▸ **REQUIREMENT**:
Return a word-for-word copy of the complete listing below.

▸ **RECORDS FOR THE EXERCISE**:
PR #43, opened 2026-09-16
fix(i18n): drop dead || translation fallbacks and add guard test (#42)

### LINKED ISSUE #42: Missing translation keys render as raw keys, and the || fallback pattern can never catch them
Two instances of the same bug have now reached `main`, so this is about the pattern as much as the current occurrence.

## The pattern

`getTranslation` (`client/src/i18n/index.ts`) returns **the key itself** when a key is missing. A key is a non-empty string, so it is truthy, so this idiom cannot work:

```ts
t('some.missing.key') || t('some.other.key') || 'Readable fallback'
```

The first call returns `"some.missing.key"`, the chain short-circuits there, and the user sees the raw key. The fallback is dead code that reads like a safety net.

## Current occurrence

`client/src/components/filament-modal.tsx:196-197`

```ts
.regex(/^\d+(\.\d+)?$/, t('settings.materials.invalidDensity') || 'Density must be a positive number')
.refine((v) => Number(v) > 0, t('settings.materials.invalidDensity') || 'Density must be a positive number'),
```

`settings.materials.invalidDensity` is in none of `en.ts`, `de.ts`, `pl.ts` (verified against the real locale objects). So entering a bad density shows the validation message `settings.materials.invalidDensity` instead of a sentence, in all three languages, and logs `Translation key not found:` each time.

Arrived with the density validation in #36.

## Previous occurrence

The community catalog spool-type badge in #40 used a `filamentsTable.*` namespace that does not exist, with the same `||` chain. Every search result card showed the literal key as its badge until it was fixed. Its component test could not catch it because the mock `t` special-cased those keys and returned real words.

## Suggested fix

1. Add the missing key to the three locales, and drop the `||` fallbacks wherever they appear — with this `t`, they are always dead.
2. Add a test that finds the problem class rather than one instance: scan `client/src` for `t('...')` / `t("...")` string literals and assert each resolves in `en`, `de` and `pl`.

`tests/lib/collection-scanner-translations.test.ts` (from #41) is close, but it checks a hand-maintained `requiredKeys` array, so it only covers keys somebody remembered to list. Deriving the list from the source is what makes it durable. A crude grep over the three relevant files already finds this one, so it does not need to be sophisticated — it needs to be automatic.

Caveat for whoever writes it: dynamic keys (template literals, variables) cannot be resolved statically and should be skipped rather than reported, or the test will be noisy.

Azumi0:
## Description

Closes #42.

`getTranslation` in `client/src/i18n/index.ts` returns the key string itself when a key is missing. Because a non-empty string is truthy and non-null, fallback chains like `t('missing.key') || 'Fallback'` or `t('missing.key') ?? 'Fallback'` short-circuit on the key string, leaving the fallback unreachable dead code while displaying the raw key.

This PR addresses the issue by:
1. **Removing dead fallbacks across `client/src`**:
   - `client/src/components/filament-modal.tsx`: density validation schema (`regex` and `refine`), material preset labels, color preset labels, community catalog search and scan error toasts, candidate dialog spool type indicators and close buttons, "Other" manufacturer select item, and usage note/history labels.
   - `client/src/pages/home.tsx`: error toasts, candidate dialog spool type indicators, and close buttons.
   - `client/src/components/theme-selector.tsx`: theme preset colors and theme update toast description.
   - `client/src/components/community-catalog-search-results.tsx`: loading label.
   - `client/src/components/my-requests-modal.tsx` & `client/src/components/settings/settings-catalog-requests.tsx`: catalog request entity type titles.
2. **Adding an automated guard test in `tests/i18n/source-translation-keys.test.ts`**:
   - Added `it("does not use dead || or ?? fallbacks after t(...) in client/src")`: scans client source files for any `t(...)` call followed by `||` or `??` (including inside nested calls). This guarantees CI fails if a dead fallback is ever reintroduced.
   - Added `it.each(locales)("resolves settings.${entityType}s.title in %s for all catalogRequestEntityTypes")`: ensures all dynamic catalog request entity type titles resolve across `en`, `de`, and `pl`.

## Type of change

- [ ] New feature (non-breaking change which adds functionality)
- [x] Code refactoring

## How Has This Been Tested?

- **Automated translation tests**:
  - `npx vitest run tests/i18n/source-translation-keys.test.ts` (8 passed):
    - Confirmed regression guard catches `t(...) ||` and `t(...) ??` occurrences.
    - Verified all static `t('...')` keys in `client/src` resolve in `en`, `de`, and `pl`.
    - Verified all `catalogRequestEntityTypes` resolve in `en`, `de`, and `pl`.
- **Targeted i18n & component tests**:
  - `tests/i18n/resolve-client-language.test.ts` (20 passed)
  - `tests/components/community-catalog-search-results.test.tsx` (5 passed)
  - `tests/i18n/general-settings-keys.test.ts` (2 passed)
  - `tests/lib/collection-scanner-translations.test.ts` (2 passed)
  - `tests/i18n/locale-parity.test.ts` (2 passed)
- **Full test suite**:
  - `npm run test`: 54 test files, 671 tests passed, 0 failures.
- **Type checking and linting**:
  - `npm run check` (`tsc`): 0 errors.
  - `npm run check:sqlite`: 0 errors.
  - `npm run lint` (`eslint`): 0 warnings, 0 errors.

## Checklist:


the-luap (approved):
Thanks, this is a clean fix and it closes the rest of #42. The missing `invalidDensity` key and the static-key completeness test already landed with #41, so this PR covers the part that was left: removing the dead fallbacks and adding a guard that catches the whole class of bug.

**What I checked**
- Every removed fallback really was dead code. `getTranslation` returns the key when a translation is missing, and the existing completeness test rejects empty values. So none of the removed `||`/`??` branches could ever run, and removing them doesn't change behavior. All the affected keys resolve in `en`, `de` and `pl`.
- The two dynamic `settings.${entityType}s.title` sites used to fall back to `request.entityType`. That fallback was dead too, and the new `catalogRequestEntityTypes` test replaces it with a real check.
- **The guard catches regressions:** I reverted only the `client/src` changes and kept the new test. `does not use dead || or ?? fallbacks` then fails and lists the original sites (`community-catalog-search-results.tsx:34`, `filament-modal.tsx:35`, …).
- **Blind spots the guard ignores correctly:** it doesn't flag `x || t('...')` (a real fallback to a translation). It does flag `i18n.t(...) ||`, nested template literals, and ternary keys.
- The `tests/i18n` suite passes locally (32 tests), and CI is green.

**Non-blocking notes**
1. The scanner has a few known gaps. It misses `(t('a')) || 'x'` and `t('a') as string || 'x'`, and it can lose track of quotes if a comment with an apostrophe (`// don't`) appears inside a `t(` argument list. None of these occur in the code today, and the issue asked for something automatic rather than exhaustive, so I'm fine leaving them. A short comment above `findDeadTranslationFallbacks` saying it is a heuristic, not a parser, would help the next reader.
2. Out of scope, but noticed: `filament-modal.tsx:1230` (`'Failed to fetch filament from label'`) and `home.tsx:389` (`'Failed to open filament'`) still use hardcoded English after `err?.message ||`. That fallback is reachable, so it isn't the same bug. It's just untranslated. Worth a follow-up if you want the scanner error paths fully localized.
3. Nit: the test file now ends with an extra blank line.

Approving.

Azumi0:
Addressed the non-blocking notes in commit f2132e7:

1. **Fallback Scanner Heuristic**: Added a docstring comment above `findDeadTranslationFallbacks` in `tests/i18n/source-translation-keys.test.ts` documenting that it is a fast heuristic character scanner rather than a full AST parser, explicitly describing its scope and known boundaries.
2. **Scanner Error Localization**: Added `fetchFromLabelError` and `openFilamentError` to `en.ts`, `de.ts`, and `pl.ts`. Updated `filament-modal.tsx` and `home.tsx` to use `err?.message || t('scanner.fetchFromLabelError')` and `err?.message || t('scanner.openFilamentError')`.
3. **Cleaned up formatting**: Removed the extra trailing newline at the end of `tests/i18n/source-translation-keys.test.ts`.

the-luap:
Checked f2132e7. It covers all three notes:

- `scanner.fetchFromLabelError` and `scanner.openFilamentError` are in `en`, `de` and `pl`, and they're placed next to `lookupError`. Both toasts now use them after `err?.message ||`, which is a real fallback, so the guard correctly leaves it alone. The static-key completeness test covers the new keys.
- The comment on the scanner describes what it catches and names the known gaps.
- The trailing newline is gone.

CI is green on the new head. My approval still stands. Thanks!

▸ **EXERCISE RESULT**:
PR #43, opened 2026-09-16
fix(i18n): drop dead || translation fallbacks and add guard test (#42)

### LINKED ISSUE #42: Missing translation keys render as raw keys, and the || fallback pattern can never catch them
Two instances of the same bug have now reached `main`, so this is about the pattern as much as the current occurrence.

## The pattern

`getTranslation` (`client/src/i18n/index.ts`) returns **the key itself** when a key is missing. A key is a non-empty string, so it is truthy, so this idiom cannot work:

```ts
t('some.missing.key') || t('some.other.key') || 'Readable fallback'
```

The first call returns `"some.missing.key"`, the chain short-circuits there, and the user sees the raw key. The fallback is dead code that reads like a safety net.

## Current occurrence

`client/src/components/filament-modal.tsx:196-197`

```ts
.regex(/^\d+(\.\d+)?$/, t('settings.materials.invalidDensity') || 'Density must be a positive number')
.refine((v) => Number(v) > 0, t('settings.materials.invalidDensity') || 'Density must be a positive number'),
```

`settings.materials.invalidDensity` is in none of `en.ts`, `de.ts`, `pl.ts` (verified against the real locale objects). So entering a bad density shows the validation message `settings.materials.invalidDensity` instead of a sentence, in all three languages, and logs `Translation key not found:` each time.

Arrived with the density validation in #36.

## Previous occurrence

The community catalog spool-type badge in #40 used a `filamentsTable.*` namespace that does not exist, with the same `||` chain. Every search result card showed the literal key as its badge until it was fixed. Its component test could not catch it because the mock `t` special-cased those keys and returned real words.

## Suggested fix

1. Add the missing key to the three locales, and drop the `||` fallbacks wherever they appear — with this `t`, they are always dead.
2. Add a test that finds the problem class rather than one instance: scan `client/src` for `t('...')` / `t("...")` string literals and assert each resolves in `en`, `de` and `pl`.

`tests/lib/collection-scanner-translations.test.ts` (from #41) is close, but it checks a hand-maintained `requiredKeys` array, so it only covers keys somebody remembered to list. Deriving the list from the source is what makes it durable. A crude grep over the three relevant files already finds this one, so it does not need to be sophisticated — it needs to be automatic.

Caveat for whoever writes it: dynamic keys (template literals, variables) cannot be resolved statically and should be skipped rather than reported, or the test will be noisy.

Azumi0:
## Description

Closes #42.

`getTranslation` in `client/src/i18n/index.ts` returns the key string itself when a key is missing. Because a non-empty string is truthy and non-null, fallback chains like `t('missing.key') || 'Fallback'` or `t('missing.key') ?? 'Fallback'` short-circuit on the key string, leaving the fallback unreachable dead code while displaying the raw key.

This PR addresses the issue by:
1. **Removing dead fallbacks across `client/src`**:
   - `client/src/components/filament-modal.tsx`: density validation schema (`regex` and `refine`), material preset labels, color preset labels, community catalog search and scan error toasts, candidate dialog spool type indicators and close buttons, "Other" manufacturer select item, and usage note/history labels.
   - `client/src/pages/home.tsx`: error toasts, candidate dialog spool type indicators, and close buttons.
   - `client/src/components/theme-selector.tsx`: theme preset colors and theme update toast description.
   - `client/src/components/community-catalog-search-results.tsx`: loading label.
   - `client/src/components/my-requests-modal.tsx` & `client/src/components/settings/settings-catalog-requests.tsx`: catalog request entity type titles.
2. **Adding an automated guard test in `tests/i18n/source-translation-keys.test.ts`**:
   - Added `it("does not use dead || or ?? fallbacks after t(...) in client/src")`: scans client source files for any `t(...)` call followed by `||` or `??` (including inside nested calls). This guarantees CI fails if a dead fallback is ever reintroduced.
   - Added `it.each(locales)("resolves settings.${entityType}s.title in %s for all catalogRequestEntityTypes")`: ensures all dynamic catalog request entity type titles resolve across `en`, `de`, and `pl`.

## Type of change

- [ ] New feature (non-breaking change which adds functionality)
- [x] Code refactoring

## How Has This Been Tested?

- **Automated translation tests**:
  - `npx vitest run tests/i18n/source-translation-keys.test.ts` (8 passed):
    - Confirmed regression guard catches `t(...) ||` and `t(...) ??` occurrences.
    - Verified all static `t('...')` keys in `client/src` resolve in `en`, `de`, and `pl`.
    - Verified all `catalogRequestEntityTypes` resolve in `en`, `de`, and `pl`.
- **Targeted i18n & component tests**:
  - `tests/i18n/resolve-client-language.test.ts` (20 passed)
  - `tests/components/community-catalog-search-results.test.tsx` (5 passed)
  - `tests/i18n/general-settings-keys.test.ts` (2 passed)
  - `tests/lib/collection-scanner-translations.test.ts` (2 passed)
  - `tests/i18n/locale-parity.test.ts` (2 passed)
- **Full test suite**:
  - `npm run test`: 54 test files, 671 tests passed, 0 failures.
- **Type checking and linting**:
  - `npm run check` (`tsc`): 0 errors.
  - `npm run check:sqlite`: 0 errors.
  - `npm run lint` (`eslint`): 0 warnings, 0 errors.

## Checklist:


the-luap (approved):
Thanks, this is a clean fix and it closes the rest of #42. The missing `invalidDensity` key and the static-key completeness test already landed with #41, so this PR covers the part that was left: removing the dead fallbacks and adding a guard that catches the whole class of bug.

**What I checked**
- Every removed fallback really was dead code. `getTranslation` returns the key when a translation is missing, and the existing completeness test rejects empty values. So none of the removed `||`/`??` branches could ever run, and removing them doesn't change behavior. All the affected keys resolve in `en`, `de` and `pl`.
- The two dynamic `settings.${entityType}s.title` sites used to fall back to `request.entityType`. That fallback was dead too, and the new `catalogRequestEntityTypes` test replaces it with a real check.
- **The guard catches regressions:** I reverted only the `client/src` changes and kept the new test. `does not use dead || or ?? fallbacks` then fails and lists the original sites (`community-catalog-search-results.tsx:34`, `filament-modal.tsx:35`, …).
- **Blind spots the guard ignores correctly:** it doesn't flag `x || t('...')` (a real fallback to a translation). It does flag `i18n.t(...) ||`, nested template literals, and ternary keys.
- The `tests/i18n` suite passes locally (32 tests), and CI is green.

**Non-blocking notes**
1. The scanner has a few known gaps. It misses `(t('a')) || 'x'` and `t('a') as string || 'x'`, and it can lose track of quotes if a comment with an apostrophe (`// don't`) appears inside a `t(` argument list. None of these occur in the code today, and the issue asked for something automatic rather than exhaustive, so I'm fine leaving them. A short comment above `findDeadTranslationFallbacks` saying it is a heuristic, not a parser, would help the next reader.
2. Out of scope, but noticed: `filament-modal.tsx:1230` (`'Failed to fetch filament from label'`) and `home.tsx:389` (`'Failed to open filament'`) still use hardcoded English after `err?.message ||`. That fallback is reachable, so it isn't the same bug. It's just untranslated. Worth a follow-up if you want the scanner error paths fully localized.
3. Nit: the test file now ends with an extra blank line.

Approving.

Azumi0:
Addressed the non-blocking notes in commit f2132e7:

1. **Fallback Scanner Heuristic**: Added a docstring comment above `findDeadTranslationFallbacks` in `tests/i18n/source-translation-keys.test.ts` documenting that it is a fast heuristic character scanner rather than a full AST parser, explicitly describing its scope and known boundaries.
2. **Scanner Error Localization**: Added `fetchFromLabelError` and `openFilamentError` to `en.ts`, `de.ts`, and `pl.ts`. Updated `filament-modal.tsx` and `home.tsx` to use `err?.message || t('scanner.fetchFromLabelError')` and `err?.message || t('scanner.openFilamentError')`.
3. **Cleaned up formatting**: Removed the extra trailing newline at the end of `tests/i18n/source-translation-keys.test.ts`.

the-luap:
Checked f2132e7. It covers all three notes:

- `scanner.fetchFromLabelError` and `scanner.openFilamentError` are in `en`, `de` and `pl`, and they're placed next to `lookupError`. Both toasts now use them after `err?.message ||`, which is a real fallback, so the guard correctly leaves it alone. The static-key completeness test covers the new keys.
- The comment on the scanner describes what it catches and names the known gaps.
- The trailing newline is gone.

CI is green on the new head. My approval still stands. Thanks!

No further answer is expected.